▸ Exercise objective
The answer should match the records character for character.

▸ Data for analysis
PR #507, opened 2022-01-20
Preliminary support of tensorflow models in SQL ML

### LINKED ISSUE #145: Support tensorflow model in SQL ML
Provide a Tensorflow based batch inference runner for SQL ML.

eddyxu:
Closes #145

### DIFF
--- a/python/rikai/contrib/tensorflow/models/ssd.py
+++ b/python/rikai/contrib/tensorflow/models/ssd.py
@@ -45,7 +45,7 @@ def post_processing(options: Dict[str, Any]) -> Callable:
                     {
                         "detection_boxes": Box2d(*box),
                         "detection_classes": int(label_class),
-                        "detection_scores": score,
+                        "detection_scores": float(score),
                     }
                 )
             results.append(predict_result)
--- a/python/rikai/contrib/tensorflow/models/ssd.py
+++ b/python/rikai/contrib/tensorflow/models/ssd.py
@@ -1,0 +1,57 @@
+#  Copyright 2022 Rikai Authors
+#
+#  Licensed under the Apache License, Version 2.0 (the "License");
+#  you may not use this file except in compliance with the License.
+#  You may obtain a copy of the License at
+#
+#    http://www.apache.org/licenses/LICENSE-2.0
+#
+#  Unless required by applicable law or agreed to in writing, software
+#  distributed under the License is distributed on an "AS IS" BASIS,
+#  WITHOUT WARRANTIES OR CONDITIONS OF ANY KIND, either express or implied.
+#  See the License for the specific language governing permissions and
+#  limitations under the License.
+
+"""SSD: Single Shot MultiBox Detector
+
+https://arxiv.org/abs/1512.02325
+"""
+
+from typing import Any, Callable, Dict
+
+from rikai.types import Box2d
+
+HUB_URL = "https://tfhub.dev/tensorflow/ssd_mobilenet_v2/2"
+
+
+def pre_processing(options: Dict[str, Any]):
+    def pre_processor_func(batch):
+        return batch
+
+    return pre_processor_func
+
+
+def post_processing(options: Dict[str, Any]) -> Callable:
+    def post_process_func(batch):
+        results = []
+        for boxes, classes, scores in zip(
+            batch["detection_boxes"].numpy(),
+            batch["detection_classes"].numpy(),
+            batch["detection_scores"].numpy(),
+        ):
+            predict_result = []
+            for box, label_class, score in zip(boxes, classes, scores):
+                predict_result.append(
+                    {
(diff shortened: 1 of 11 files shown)


ffcai (approved):
LGTM

python/rikai/contrib/tensorflow/models/ssd.py
```diff
@@ -0,0 +1,60 @@
...
+"""
+
+from typing import Any, Callable, Dict
+
+from rikai.types import Box2d
+
+HUB_URL = "https://tfhub.dev/tensorflow/ssd_mobilenet_v2/2"
+
+
+def pre_processing(options: Dict[str, Any]):
```
changhiskhan, line 27: should we make this a shared preprocessor so others don't need to redo it??

python/rikai/contrib/tensorflow/models/ssd.py
```diff
@@ -0,0 +1,60 @@
...
+        for boxes, classes, scores in zip(
+            batch["detection_boxes"].numpy(),
+            batch["detection_classes"].numpy(),
+            batch["detection_scores"].numpy(),
+        ):
+            predict_result = []
+            for box, label_class, score in zip(boxes, classes, scores):
+                predict_result.append(
+                    {
+                        "detection_boxes": Box2d(*box),
```
changhiskhan, line 46: would users expect the ML_PREDICT results to have a common result schema ('boxes', 'classes', 'scores') vs result schema that reflect the model/flavor being used ('detection_classes', ...)?

python/rikai/spark/sql/codegen/mlflow_logger.py
```diff
@@ -44,6 +48,37 @@ def __init__(self, flavor: str):
...
+        except ImportError as e:
+            raise ImportError(
+                "Couldn't import mlflow. Please make sure to "
+                "`pip install mlflow` explicitly or install "
+                "the correct extras like `pip install rikai[mlflow]`"
+            ) from e
+
+        with tempfile.TemporaryDirectory() as tmp_dir:
+
+            tf.saved_model.save(model, tmp_dir)
```
changhiskhan, line 71: you had to do this because the default mlflow behavior doesn't return a runnable model?

python/setup.py
```diff
@@ -25,7 +25,7 @@
 ]
 sklearn = ["scikit-learn"]
 torch = ["torch>=1.8.1", "torchvision>=0.9.1"]
-tf = ["tensorflow>=2.5.0"]
+tf = ["tensorflow>=2.5.0", "tensorflow_hub"]
```
changhiskhan, line 28: test dependency?

python/rikai/spark/sql/codegen/tensorflow.py
```diff
@@ -0,0 +1,100 @@
...
+                shape=(
+                    None,
+                    None,
+                    image_arr.shape[2],
+                ),
+                dtype=tf.uint8,
+            )
+        else:
+            raise ValueError(
+                f"Image should only have 2d or 3d shape, got {image_arr.shape}"
```
changhiskhan, line 54: do we want to support text types through this interface?

python/rikai/contrib/tensorflow/models/ssd.py
eddyxu: I would say that ML_PREDICT should returns the schema that the model defines?

```('detection_classes', ...)``` are the keys that directly returned from this particular model.

File: python/rikai/spark/sql/codegen/mlflow_logger.py (hunk 3 above)
Comment (eddyxu) [reply python/rikai/spark/sql/codegen/mlflow_logger.py:71]: Yea, the parameters of `mlflow.tensorflow.<ANYTHING>` is super weird .

For example, the first parameter of https://mlflow.org/docs/latest/python_api/mlflow.tensorflow.html#mlflow.tensorflow.log_model is a path.  I dont really know what do users expect from mlflow tbh.

File: python/rikai/spark/sql/codegen/tensorflow.py (hunk 5 above)
Comment (eddyxu) [reply python/rikai/spark/sql/codegen/tensorflow.py:54]: do you mean `text` as a new type? If so, yes. So i was thinking to put a `classmethod` to `ToNumpy` mixins, and let it return the shape of the tensor / ndarray:

```
class ToNumpy(abc.ABC):
    @abstractmethod
    def shape(self):
         pass
```

But dont have concrete idea how to do it yet. The main blocker is still the uncertainty of the shape defined in `NDArray`.

python/rikai/spark/sql/codegen/mlflow_logger.py
eddyxu: And `mlflow.tensorflow.load_model` does not actually return model, but returns model signatures 🤷

changhiskhan (approved):

PR #508, opened 2022-01-21
Ssd

changhiskhan:
create separate transforms for ssd because it needs resize


changhiskhan:
oh that reminds me @eddyxu does the TF SSD model also need the resize?

eddyxu (approved):

eddyxu:
For this particular one, https://tfhub.dev/tensorflow/ssd_mobilenet_v2/2 it does not, because it does not support batch. This model do resize within the model.

PR #512, opened 2022-01-24
Improve default GPU behavior in Torch runner

eddyxu:


python/rikai/spark/sql/codegen/pytorch.py
```diff
@@ -84,6 +85,13 @@ def torch_inference_udf(
                     results.extend(bin_predictions)
                 yield pd.Series(results)
 
+        # Release GPU memory
+        # https://blog.paperspace.com/pytorch-memory-multi-gpu-debugging/?ref=tfrecipes
+        if use_gpu:
```
changhiskhan, line 90: does this need to go in a finally block?

changhiskhan (approved):

python/rikai/spark/sql/codegen/pytorch.py
eddyxu: Good point. it is always better to do so.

▸ Solved problem
PR #507, opened 2022-01-20
Preliminary support of tensorflow models in SQL ML

### LINKED ISSUE #145: Support tensorflow model in SQL ML
Provide a Tensorflow based batch inference runner for SQL ML.

eddyxu:
Closes #145

### DIFF
--- a/python/rikai/contrib/tensorflow/models/ssd.py
+++ b/python/rikai/contrib/tensorflow/models/ssd.py
@@ -45,7 +45,7 @@ def post_processing(options: Dict[str, Any]) -> Callable:
                     {
                         "detection_boxes": Box2d(*box),
                         "detection_classes": int(label_class),
-                        "detection_scores": score,
+                        "detection_scores": float(score),
                     }
                 )
             results.append(predict_result)
--- a/python/rikai/contrib/tensorflow/models/ssd.py
+++ b/python/rikai/contrib/tensorflow/models/ssd.py
@@ -1,0 +1,57 @@
+#  Copyright 2022 Rikai Authors
+#
+#  Licensed under the Apache License, Version 2.0 (the "License");
+#  you may not use this file except in compliance with the License.
+#  You may obtain a copy of the License at
+#
+#    http://www.apache.org/licenses/LICENSE-2.0
+#
+#  Unless required by applicable law or agreed to in writing, software
+#  distributed under the License is distributed on an "AS IS" BASIS,
+#  WITHOUT WARRANTIES OR CONDITIONS OF ANY KIND, either express or implied.
+#  See the License for the specific language governing permissions and
+#  limitations under the License.
+
+"""SSD: Single Shot MultiBox Detector
+
+https://arxiv.org/abs/1512.02325
+"""
+
+from typing import Any, Callable, Dict
+
+from rikai.types import Box2d
+
+HUB_URL = "https://tfhub.dev/tensorflow/ssd_mobilenet_v2/2"
+
+
+def pre_processing(options: Dict[str, Any]):
+    def pre_processor_func(batch):
+        return batch
+
+    return pre_processor_func
+
+
+def post_processing(options: Dict[str, Any]) -> Callable:
+    def post_process_func(batch):
+        results = []
+        for boxes, classes, scores in zip(
+            batch["detection_boxes"].numpy(),
+            batch["detection_classes"].numpy(),
+            batch["detection_scores"].numpy(),
+        ):
+            predict_result = []
+            for box, label_class, score in zip(boxes, classes, scores):
+                predict_result.append(
+                    {
(diff shortened: 1 of 11 files shown)


ffcai (approved):
LGTM

python/rikai/contrib/tensorflow/models/ssd.py
```diff
@@ -0,0 +1,60 @@
...
+"""
+
+from typing import Any, Callable, Dict
+
+from rikai.types import Box2d
+
+HUB_URL = "https://tfhub.dev/tensorflow/ssd_mobilenet_v2/2"
+
+
+def pre_processing(options: Dict[str, Any]):
```
changhiskhan, line 27: should we make this a shared preprocessor so others don't need to redo it??

python/rikai/contrib/tensorflow/models/ssd.py
```diff
@@ -0,0 +1,60 @@
...
+        for boxes, classes, scores in zip(
+            batch["detection_boxes"].numpy(),
+            batch["detection_classes"].numpy(),
+            batch["detection_scores"].numpy(),
+        ):
+            predict_result = []
+            for box, label_class, score in zip(boxes, classes, scores):
+                predict_result.append(
+                    {
+                        "detection_boxes": Box2d(*box),
```
changhiskhan, line 46: would users expect the ML_PREDICT results to have a common result schema ('boxes', 'classes', 'scores') vs result schema that reflect the model/flavor being used ('detection_classes', ...)?

python/rikai/spark/sql/codegen/mlflow_logger.py
```diff
@@ -44,6 +48,37 @@ def __init__(self, flavor: str):
...
+        except ImportError as e:
+            raise ImportError(
+                "Couldn't import mlflow. Please make sure to "
+                "`pip install mlflow` explicitly or install "
+                "the correct extras like `pip install rikai[mlflow]`"
+            ) from e
+
+        with tempfile.TemporaryDirectory() as tmp_dir:
+
+            tf.saved_model.save(model, tmp_dir)
```
changhiskhan, line 71: you had to do this because the default mlflow behavior doesn't return a runnable model?

python/setup.py
```diff
@@ -25,7 +25,7 @@
 ]
 sklearn = ["scikit-learn"]
 torch = ["torch>=1.8.1", "torchvision>=0.9.1"]
-tf = ["tensorflow>=2.5.0"]
+tf = ["tensorflow>=2.5.0", "tensorflow_hub"]
```
changhiskhan, line 28: test dependency?

python/rikai/spark/sql/codegen/tensorflow.py
```diff
@@ -0,0 +1,100 @@
...
+                shape=(
+                    None,
+                    None,
+                    image_arr.shape[2],
+                ),
+                dtype=tf.uint8,
+            )
+        else:
+            raise ValueError(
+                f"Image should only have 2d or 3d shape, got {image_arr.shape}"
```
changhiskhan, line 54: do we want to support text types through this interface?

python/rikai/contrib/tensorflow/models/ssd.py
eddyxu: I would say that ML_PREDICT should returns the schema that the model defines?

```('detection_classes', ...)``` are the keys that directly returned from this particular model.

File: python/rikai/spark/sql/codegen/mlflow_logger.py (hunk 3 above)
Comment (eddyxu) [reply python/rikai/spark/sql/codegen/mlflow_logger.py:71]: Yea, the parameters of `mlflow.tensorflow.<ANYTHING>` is super weird .

For example, the first parameter of https://mlflow.org/docs/latest/python_api/mlflow.tensorflow.html#mlflow.tensorflow.log_model is a path.  I dont really know what do users expect from mlflow tbh.

File: python/rikai/spark/sql/codegen/tensorflow.py (hunk 5 above)
Comment (eddyxu) [reply python/rikai/spark/sql/codegen/tensorflow.py:54]: do you mean `text` as a new type? If so, yes. So i was thinking to put a `classmethod` to `ToNumpy` mixins, and let it return the shape of the tensor / ndarray:

```
class ToNumpy(abc.ABC):
    @abstractmethod
    def shape(self):
         pass
```

But dont have concrete idea how to do it yet. The main blocker is still the uncertainty of the shape defined in `NDArray`.

python/rikai/spark/sql/codegen/mlflow_logger.py
eddyxu: And `mlflow.tensorflow.load_model` does not actually return model, but returns model signatures 🤷

changhiskhan (approved):

PR #508, opened 2022-01-21
Ssd

changhiskhan:
create separate transforms for ssd because it needs resize


changhiskhan:
oh that reminds me @eddyxu does the TF SSD model also need the resize?

eddyxu (approved):

eddyxu:
For this particular one, https://tfhub.dev/tensorflow/ssd_mobilenet_v2/2 it does not, because it does not support batch. This model do resize within the model.

PR #512, opened 2022-01-24
Improve default GPU behavior in Torch runner

eddyxu:


python/rikai/spark/sql/codegen/pytorch.py
```diff
@@ -84,6 +85,13 @@ def torch_inference_udf(
                     results.extend(bin_predictions)
                 yield pd.Series(results)
 
+        # Release GPU memory
+        # https://blog.paperspace.com/pytorch-memory-multi-gpu-debugging/?ref=tfrecipes
+        if use_gpu:
```
changhiskhan, line 90: does this need to go in a finally block?

changhiskhan (approved):

python/rikai/spark/sql/codegen/pytorch.py
eddyxu: Good point. it is always better to do so.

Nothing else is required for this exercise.